However, at a later time (that is some specified amount of time, as
defined by a policy, after performing the deduplication at a first
level), a second level of deduplication can be specified for the
input set of data, where the second level can be greater (or less)
than the first level such that increased (or decreased)
deduplication of the input set of data is achieved. Effectively,
multiple stages of deduplication are provided for any given input
set of data, where each stage provides a different level of
deduplication for the input set of data, and where the different
stages of deduplication for the given input set of data can be
performed at different specified times (as specified by a
predefined policy) to achieve different deduplication levels at the
different specified times.
[0018] FIG. 1 is a flow diagram of a process for performing
deduplication at multiple levels, according to some
implementations. A system receives (at 102) input data chunks. The
chunks were produced by dividing input data into chunks for storing
in a data store. The dividing of input data into chunks can be
performed by the receiving system, or by another system. Input data
(or input data chunks) can be received by the system from an
external data source or from multiple external data sources.

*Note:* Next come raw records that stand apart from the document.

PR #196, opened 2020-03-15
Sql revival

woojtek:


storage/sql/template.go
```diff
@@ -68,7 +80,11 @@ func NewDataSourceBuilderFactoryFromTemplate(template SQLSourceTemplate) func([]
 
 				// Create a query with placeholders to prepare a statement from a physical formula
 				query := FormulaToSQL(filter, placeholders)
-				query = fmt.Sprintf("SELECT * FROM %s %s WHERE %s", tableName, alias, query)
+
+				// Adding Offset placeholder
+				offsetPlaceholder := placeholders.AddPlaceholder(physical.NewVariable(octosql.NewVariableName("offset")))
+
```
JasiekChomiak: I would randomize this somehow in case there is a variable called "offset" that appears in the Formula.
Or call this something like $offset_placeholder$

storage/sql/template.go
```diff
@@ -97,7 +115,30 @@ func NewDataSourceBuilderFactoryFromTemplate(template SQLSourceTemplate) func([]
...
+	rs := &RecordStream{
+		stateStorage: ds.stateStorage,
+		streamID:     streamID,
+		isDone:       false,
+		alias:        ds.alias,
+		batchSize:    ds.batchSize,
+	}
+	err := rs.loadOffset(tx)
+	if err != nil {
+		return nil, nil, errors.Wrap(err, "couldn't sql offset")
```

Alternatively, input data can be created within the system and
divided into chunks.
[0019] The system then performs (at 104) deduplication of the input
data at a first level, where the deduplication at the first level
avoids storing an additional copy of at least one of the chunks in
the data store. Next, the system performs (at 106) additional
deduplication of the deduplicated input data, where the additional
deduplication removes a duplicate copy of one of the chunks of the
deduplicated input data.
[0020] It is noted that the results (referred to herein as "results
A") of performing the additional deduplication (106) of the
deduplicated input data after performance of the deduplication of
the input data (104) are substantially equivalent to results
(referred to herein as "results B") that would have been obtained
if the input data would have been deduplicated at a second level
that provides different deduplication of the input data than the
deduplication at the first level. Results A are "substantially
equivalent" to results B if the space savings achieved by
deduplication provided by results A are within some predefined
threshold of space savings of deduplication provided by results B.
The predefined threshold can be 5% (or alternatively, 2% or any
other example threshold). Assume an example threshold of 5%, and
assume that the space savings achieved by deduplication in results
A (the results produced after the deduplication at 106 in FIG. 1)

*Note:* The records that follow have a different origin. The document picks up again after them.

PR #199, opened 2020-03-19
Remove reduntant maps optimization

JasiekChomiak:
This PR introduces a optimization scenario that reduces
Map{expressions: [], source: some_source, keep: true}
to
some_source,
since those two nodes yield the same results.

### DIFF
--- a/physical/optimizer/scenarios.go
+++ b/physical/optimizer/scenarios.go
@@ -12,11 +12,11 @@ import (
 
 var DefaultScenarios = []Scenario{
 	MergeRequalifiers,
-	RemoveEmptyMaps,
 	MergeFilters,
 	MergeDataSourceBuilderWithRequalifier,
 	MergeDataSourceBuilderWithFilter,
 	PushFilterBelowMap,
+	RemoveEmptyMaps,
 }
 
 var MergeRequalifiers = Scenario{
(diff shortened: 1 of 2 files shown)


physical/optimizer/scenarios.go
```diff
@@ -39,6 +40,31 @@ var MergeRequalifiers = Scenario{
...
+	CandidateMatcher: &MapMatcher{
+		Keep:        &AnyPrimitiveMatcher{Name: "keep"},
+		Expressions: &AnyNamedExpressionListMatcher{Name: "expressions"},
+		Source:      &AnyNodeMatcher{Name: "source"},
+	},
+
+	CandidateApprover: func(match *Match) bool {
+		expressions := match.NamedExpressionLists["expressions"]
+		keep := match.Primitives["keep"]
+		keepCast, ok := keep.(bool)
```
cube2222: I don't think you have to check the ok, just do
```
keepCast := keep.(bool)
```
if it's not a bool, then there's a serious programmatic error, and it shouldn't just return false.

physical/optimizer/scenarios.go
```diff
@@ -12,6 +12,7 @@ import (
 
 var DefaultScenarios = []Scenario{
 	MergeRequalifiers,
+	RemoveEmptyMaps,
```
cube2222: Please keep _some_ _semblance_ of order here. And don't stick a Remove between two Merge'es :P

PR #200, opened 2020-03-20
Star Expressions

JasiekChomiak:
This PR introduces the StarExpression that allow users to write queries like
"SELECT d.* FROM ..."

### DIFF
--- a/execution/execution.go
+++ b/execution/execution.go
@@ -2,6 +2,7 @@ package execution
 
 import (
 	"context"
+	"fmt"
 	"time"
 
 	"github.com/cube2222/octosql"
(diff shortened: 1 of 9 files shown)


execution/map.go
```diff
@@ -64,21 +64,39 @@ func (stream *MappedStream) Next(ctx context.Context) (*Record, error) {
...
+			for _, name := range expressionName {
+				value, _ := variables.Get(name) //TODO: err is always nil, handle it anyways?
+
+				outValues[name] = value
+			}
 
-		value, err := expr.ExpressionValue(ctx, variables)
-		if err != nil {
-			return nil, errors.Wrapf(err, "couldn't get expression %v", expr.Name())
+			fieldNames = append(fieldNames, expressionName...)
```
woojtek: In `default` case you first append `fieldNames` and then set `outValues` so I think you could move this line above for loop

execution/execution.go
```diff
@@ -45,6 +46,54 @@ type NamedExpression interface {
...
+	return fields
+}
+
+func (se *StarExpression) ExpressionValue(ctx context.Context, variables octosql.Variables) (octosql.Value, error) {
+	fields := se.Fields(variables)
+	values := make([]octosql.Value, len(fields))
+
+	for i := range fields {
+		value, err := variables.Get(fields[i])
+		if err != nil { // this shouldn't happen, but we might as well check
```
cube2222: if it shouldn't, then maybe panic

execution/map.go
```diff
@@ -64,21 +64,38 @@ func (stream *MappedStream) Next(ctx context.Context) (*Record, error) {
...
 	for _, expr := range stream.expressions {
-		fieldNames = append(fieldNames, expr.Name())
+		switch expr := expr.(type) {
+		case *StarExpression:
+			// A star expression is based only on the incoming record
+			expressionName := expr.Fields(recordVariables)
+			fieldNames = append(fieldNames, expressionName...)
+
+			for _, name := range expressionName {
+				value, _ := variables.Get(name) //TODO: err is always nil, handle it anyways?
```
cube2222: yea, feel free to panic

parser/parser.go
```diff
@@ -192,26 +217,52 @@ func ParseSelect(statement *sqlparser.Select) (logical.Node, error) {
...
+				}
+			}
 		}
+
+		// Handle star expressions collisions
+		for i := len(nonStarExpressions); i < len(statement.SelectExprs); i++ {
+			qualifier := expressions[i].Name().Source()
+
+			if qualifier == "" { // a * expression collides with anything else
+				if len(statement.SelectExprs) > 1 {
```
cube2222: no! it doesn't actually.
this is bad: SELECT *, p.name FROM people p
this isn't: SELECT *, p.name as mename FROM people p
or even: SELECT test, (SELECT *, p.test FROM people g) FROM people p

Though we can ignore that for now and leave a TODO here, as you can easily work around it using qualified star expressions.

parser/parser.go
```diff
@@ -428,7 +479,7 @@ func ParseAggregate(expr sqlparser.Expr) (logical.Aggregate, logical.NamedExpres
 				return "", nil, errors.Wrap(err, "couldn't parse aggregate argument")
 			}
 
-		case *sqlparser.StarExpr:
+		case *sqlparser.StarExpr: //TODO: not sure this is reachable tbh
```
cube2222: Isn't it the case for COUNT(*) or are they handled differently?

At least panic, and don't leave a mine like parseArg = nil (I think it's a mine, isn't it?)

parser/parser.go
JasiekChomiak: Oh you are absolutely right! But to be honest I don't see a simple fix for this rn, because at the time of parsing the query you have no way of telling what the column names are gonna be. Leaving as TODO

parser/parser.go
JasiekChomiak: Oh it actually is reachable, and the nil is because when you return from it, if the result is nil you know you are aggregating stars

PR #201, opened 2020-03-20
Distinct streaming II - The Distinct Strikes Back

JasiekChomiak:
This PR introduces Distinct into our streaming world (again...) :D
No tests yet.
This is the first draft of the implementation.


execution/distinct.go
```diff
@@ -24,104 +28,162 @@ func (node *Distinct) Get(ctx context.Context, variables octosql.Variables, stre
...
 	}
 
-	stream, execOutput, err := node.child.Get(ctx, variables, sourceStreamID)
+	source, execOutput, err := node.source.Get(ctx, variables, sourceStreamID)
 	if err != nil {
-		return nil, nil, errors.Wrap(err, "couldn't get stream for child node in distinct")
+		return nil, nil, errors.Wrap(err, "couldn't get stream for source node in distinct")
+	}
+
+	trigger, err := NewCountingTrigger(NewDummyValue(octosql.MakeInt(1))).Get(ctx, variables)
```
cube2222: Please write a comment on why it's the dummy value integer 1.

I know it, you know it, but somebody else might not know it.

execution/distinct.go
```diff
@@ -24,104 +28,162 @@ func (node *Distinct) Get(ctx context.Context, variables octosql.Variables, stre
...
+	if err != nil {
+		return nil, nil, errors.Wrap(err, "couldn't create trigger for distinct")
+	}
+
+	distinct := &DistinctStream{
+		variables: variables,
+	}
+
+	processFunc := &ProcessByKey{
+		eventTimeField:  "", // TODO: what about this?
```
cube2222: You have to handle it similarly as in group by. Using the event time for distinct is important, as it allows distinct usage on streams.

execution/distinct.go
```diff
@@ -24,104 +28,162 @@ func (node *Distinct) Get(ctx context.Context, variables octosql.Variables, stre
...
+	return nil, nil
 }
 
-func (rs *recordSet) Insert(r *Record) (bool, error) {
-	hash, err := r.Hash()
-	if err != nil {
-		return false, errors.Wrap(err, "couldn't get hash of record")
-	}
+// TODO: move this somewhere else?
+func recordFromMap(m map[string]octosql.Value, isUndo bool) *Record {
```
cube2222: This doesn't handle record event times.

execution/distinct.go
```diff
@@ -24,104 +28,162 @@ func (node *Distinct) Get(ctx context.Context, variables octosql.Variables, stre
...
+	if !wasRecordTriggered && isRecordPresent {
+		// This is the first time that record is triggered and it is present, so we send it
+
+		// Save that the record was triggered
+		err = recordTriggerState.Set(&phantom)
+		if err != nil {
+			return nil, errors.Wrap(err, "couldn't mark record as retracted")
+		}
+
+		record := recordFromMap(recordMap, false)
```
cube2222: Maybe just store the record somewhere instead of reconstructing it from the key.

This way we will surely not lose stuff like metadata, event time, an ID etc.

execution/distinct.go
```diff
@@ -24,104 +30,219 @@ func (node *Distinct) Get(ctx context.Context, variables octosql.Variables, stre
...
+		panic("no id for record in distinct")
 	}
 
-	return nil
-}
+	keyPrefix := append(append([]byte("$"), key.MonotonicMarshal()...), '$')
+	txByKey := tx.WithPrefix(keyPrefix)
+
+	// Keep track of record vs retraction count
+	recordCountState := storage.NewValueState(txByKey.WithPrefix(recordCountPrefix))
```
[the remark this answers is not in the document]
JasiekChomiak: It's actually defined in Group By and I can't allowed it locally. I can always rename it to `distinctRecordCountPrefix` and define it in the distinct.go file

is 30%. If the space savings in results B (results obtained if the
input data would have been deduplicated at a second level that
provides different deduplication of the input data than the
deduplication at the first level) is 31%, then results A and
results B are substantially equivalent since the space savings of
30% and 31% are within 5% of each other.
[0021] Another way to determine whether results A and results B are
substantially equivalent can be based on comparing numbers of extra
copies of input data chunks in corresponding results A and B. If
the numbers of extra copies of input data chunks in corresponding
results A and B are within some predefined threshold percentage
(e.g., 5%, 2%, or other value), then results A and B are considered
substantially equivalent.
[0022] FIG. 2 is a schematic diagram of an example system according
to some implementations. Input data (labeled "input data set 1") is
provided into a chunking module 202. The chunking module 202
produces input data chunks (203) from input data set 1, based on
application of a chunking technique. Examples of chunking
techniques are described in Athicha Muthitacharoen et al., "A
Low-Bandwidth Network File System," Proceedings of the 18th (ACM)

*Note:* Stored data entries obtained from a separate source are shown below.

PR #202, opened 2020-03-21
Csv/Json/Excel revival

woojtek:
Alright, so few cases I didn't know exactly how to deal with (also, most of them are marked as TODOs in code):
- Firstly, what Janek pointed out, during actual storage revival (and moving offset) do we have to do anything more sophisticated than moving file iterator one by one? This might be a little bit slow but all of these packages doesn't seem to have any seek-like method implemented, so that would be a bit complex (moving file iterators on our own by remembering bytes read, bleh)
- CSV/Excel: If the above point is fine, are `readRecordFromFileWithInitialize()` methods acceptable, I mean, to make it quite simple rather than just read raw line from file these functions also parse records, but thanks to that we can also handle header rows and stuff like that, so the code is just much simpler and easier to understand (although, when moving by offset we actually parse records and drop them afterwards)
- JSON/CSV/Excel: when couldn't read line, error is returned, but there are few ways to handle this:
1. Drop the entire batch and instantly return error -> currently implemented (but pretty silly imho)
2. Push first records that are correct (part of batch) then return error -> quite easy to do
3. Maybe even don't bother and continue reading like this incorrect record didn't appear...
...
- ... What should happen to worker after file read error occurs? Currently (copy pasted from kafka) we just reenter outer loop so we actually continue reading the rest of the file (example: let's say we have 3 rows where 2nd one is somehow incorrect and batchSize = 2. we will drop the first full batch and then continue reading the file: output -> 3rd row). I believe we should distinguish file errors (which instantly closes worker) from standard not-nil errors like queue push errors or badger errors (which reinitialize reding from storage).


storage/csv/datasource.go
```diff
@@ -112,13 +139,163 @@ func (rs *RecordStream) Close() error {
...
+		if err != nil {
+			log.Fatalf("csv worker: couldn't reinitialize offset for csv read batch worker: %s", err)
+			return
+		}
+
+		tx.Abort() // We only read data above, no need to risk failing now.
+
+		// Moving file iterator by `rs.offset`
+		for i := 0; i < rs.offset; i++ {
+			_, err := rs.readRecordFromFileWithInitialize()
```
JasiekChomiak: Can't this be done more efficiently? I mean move the offset all at once?
Like initialize first and then just move by offset lines?

storage/json/datasource.go
```diff
@@ -95,11 +122,72 @@ func (rs *RecordStream) Close() error {
...
+		err := rs.loadOffset(tx)
+		if err != nil {
+			log.Fatalf("json worker: couldn't reinitialize offset for json read batch worker: %s", err)
+			return
+		}
+
+		tx.Abort() // We only read data above, no need to risk failing now.
+
+		// Moving file iterator by `rs.offset`
+		for i := 0; i < rs.offset; i++ {
```
JasiekChomiak: The same applies as in CSV.

storage/csv/datasource.go
woojtek: I'm afraid not with a use of those packages, the way to handle this better (possibly) is to store bytes read after every line and then use Seek on the file itself but it's pretty disgusting imho :(

cube2222:
So, just to start with. Regarding the intro you wrote:
- Seeking one by one is ok imo
- You definitely don't want to just skip on error. Kafka reinitializes the offset, so will try to read the batch again. Failing the whole batch is ok. Just retry it afterwards, as in kafka. Reset the offset basically. And log something.

execution/record.go
```diff
@@ -179,7 +179,7 @@ func (r *Record) Show() string {
 		parts[i] = fmt.Sprintf("%s: %s", field.Name, r.Value(field.Name).Show())
 	}
 
-	return fmt.Sprintf("{%s}", strings.Join(parts, ", "))
+	return fmt.Sprintf("{%s, %s}", r.Metadata.Id, strings.Join(parts, ", "))
```
cube2222: If you add the record ID to the show, at least add it in a form as above. Make r.ShowFields() return sys.id, and handle this in Value() to return the id.

cube2222: Don't special case it.

storage/csv/datasource.go
cube2222: Yea, don't optimize it for now.

storage/csv/datasource.go
```diff
@@ -112,13 +139,161 @@ func (rs *RecordStream) Close() error {
...
+				}
+				continue
+			} else if err == execution.ErrEndOfStream {
+				err = tx.Commit()
+				if err != nil {
+					log.Println("csv worker: couldn't commit transaction: ", err)
+					continue
+				}
+				return
+			} else if err != nil { // TODO - should this close worker? This could be a case where file is somehow faulty (question in PR)
```
cube2222: Answered in PR.

storage/csv/datasource.go
```diff
@@ -145,66 +320,86 @@ func (rs *RecordStream) initializeColumnsWithHeaderRow() error {
...
-	return execution.NewRecord(
-		rs.aliasedFields,
-		aliasedRecord,
-		execution.WithID(execution.NewRecordIDFromStreamIDWithOffset(rs.streamID, curOffset)),
-	), nil
+	switch queueElement := queueElement.Type.(type) {
+	case *QueueElement_Record:
+		return queueElement.Record, nil
+	case *QueueElement_Error:
+		if queueElement.Error == execution.ErrEndOfStream.Error() {
```
cube2222: Don't compare strings. Add a message type EndOfStream and send it. Same as in join or ProcessByKey.

storage/csv/datasource.go
```diff
@@ -145,66 +320,86 @@ func (rs *RecordStream) initializeColumnsWithHeaderRow() error {
...
-	}
+	rs.offset = offset.AsInt()
+
+	return nil
+}
 
+func (rs *RecordStream) saveOffset(tx storage.StateTransaction, curBatchSize int) error {
+	offsetState := storage.NewValueState(tx.WithPrefix(offsetPrefix))
+
+	rs.offset = rs.offset + curBatchSize
```
cube2222: I'm not sure if saveOffset should include this addition. That's pretty unexpected. Maybe move it out of here and then call saveOffset after adding the current batch size.

storage/excel/datasource.go
```diff
@@ -135,22 +153,134 @@ type RecordStream struct {
...
+var outputQueuePrefix = []byte("$output_queue$")
+
+func (rs *RecordStream) RunWorkerInternal(ctx context.Context, tx storage.StateTransaction) error {
+	outputQueue := execution.NewOutputQueue(tx.WithPrefix(outputQueuePrefix))
+
 	if rs.isDone {
-		return nil, execution.ErrEndOfStream
+		err := outputQueue.Push(ctx, &QueueElement{
+			Type: &QueueElement_Error{
+				Error: execution.ErrEndOfStream.Error(),
```
cube2222: as above

storage/json/datasource.go
```diff
@@ -95,11 +122,144 @@ func (rs *RecordStream) Close() error {
...
+var outputQueuePrefix = []byte("$output_queue$")
+
+func (rs *RecordStream) RunWorkerInternal(ctx context.Context, tx storage.StateTransaction) error {
+	outputQueue := execution.NewOutputQueue(tx.WithPrefix(outputQueuePrefix))
+
 	if rs.isDone {
-		return nil, execution.ErrEndOfStream
+		err := outputQueue.Push(ctx, &QueueElement{
+			Type: &QueueElement_Error{
+				Error: execution.ErrEndOfStream.Error(),
```
cube2222: same

storage/csv/datasource.go
```diff
@@ -112,13 +139,161 @@ func (rs *RecordStream) Close() error {
...
+		}
+
+		batch = append(batch, execution.NewRecord(
+			rs.aliasedFields,
+			aliasedRecord,
+			execution.WithID(execution.NewRecordIDFromStreamIDWithOffset(rs.streamID, rs.offset+i))))
+	}
+
+	for i := range batch {
+		err := outputQueue.Push(ctx, &QueueElement{
```
JasiekChomiak: This applies to all places this appears - I think it would be more optimal to write a `NewQueueRecordElement` or something of that sort and use it everywhere, because 4 lines of code is a bit of an overkill to create the queue element, and this appears more than once throughout the code

storage/excel/datasource.go
```diff
@@ -191,17 +322,74 @@ func (rs *RecordStream) Next(context.Context) (*execution.Record, error) {
...
+	} else if err != nil {
+		return errors.Wrap(err, "couldn't load excel offset from state storage")
+	}
+
+	rs.offset = offset.AsInt()
+
+	return nil
+}
+
+func (rs *RecordStream) saveOffset(tx storage.StateTransaction, curBatchSize int) error {
```
JasiekChomiak: Here the same thing as above applies as well (what @cube2222 mentioned)

storage/json/datasource.go
JasiekChomiak: Feel free to resolve this convo btw ;)

storage/csv/datasource.go
woojtek: I wrote about that in cube's kafka PR (I mean, exactly the same question) and we've come into conclusion that it wouldn't be necessary so I copy-pasted the way kafka datasource does it
@cube2222

storage/csv/datasource.go
woojtek: moved `rs.offset = rs.offset + curBatchSize` before `saveOffset` call

storage/csv/datasource.go
```diff
@@ -112,13 +139,161 @@ func (rs *RecordStream) Close() error {
...
+		if err == execution.ErrEndOfStream {
+			break
+		} else if err != nil { // TODO - do we want to return err instantly here or push current batch? (question in PR)
+			return errors.Wrap(err, "couldn't read record from csv file")
+		}
+
+		batch = append(batch, execution.NewRecord(
+			rs.aliasedFields,
+			aliasedRecord,
+			execution.WithID(execution.NewRecordIDFromStreamIDWithOffset(rs.streamID, rs.offset+i))))
```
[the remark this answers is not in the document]
woojtek: I don't think so :/

storage/csv/datasource.go
cube2222: yea, don't abstract too early. I actually think that we'll be able to abstract out most of the "revival" logical in the future.

storage/csv/datasource.go
```diff
@@ -112,13 +128,174 @@ func (rs *RecordStream) Close() error {
...
+		err := outputQueue.Push(ctx, &QueueElement{
+			Type: &QueueElement_EndOfStream{
+				EndOfStream: true,
+			},
+		})
+		if err != nil {
+			return errors.Wrapf(err, "couldn't push csv EndOfStream to output record queue")
+		}
+
+		log.Println("csv worker: ErrEndOfStream pushed")
```
cube2222: remove debug log before merging

storage/csv/datasource.go
```diff
@@ -112,13 +128,174 @@ func (rs *RecordStream) Close() error {
...
+		err := outputQueue.Push(ctx, &QueueElement{
+			Type: &QueueElement_Record{
+				Record: batch[i],
+			},
+		})
+		if err != nil {
+			return errors.Wrapf(err, "couldn't push csv record with index %d in batch to output record queue", i)
+		}
+
+		log.Println("csv worker: record pushed: ", batch[i])
```
cube2222: same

Symposium on Operating Systems Principles, pp. 174-187 (2001), and
in U.S. Pat. No. 7,269,689.
[0023] In alternative implementations, the chunking module 202 can
be located in a separate system to perform the chunking of input
data into chunks.
[0024] The input data chunks 203 are provided by the chunking
module 202 to a stage 1 deduplication module 204, which applies
deduplication of the input data chunks at a first level. The stage
1 deduplication module 204 generates a recipe 220, which is a data
structure that keeps track of where the chunks corresponding to
input data set 1 are located in a data store 212. The recipe 220
can store chunk references that point to locations of respective
chunks in the data store 212. A chunk reference is a value that
provides an indication of a location of a corresponding chunk. For
example, the chunk reference can be in the form of a pointer (to a
location), a hash value (that provides an indication of a
location), an address, or some other location indication. The chunk
reference can point or otherwise refer to a storage region or a
logical storage structure that is able to store multiple chunks.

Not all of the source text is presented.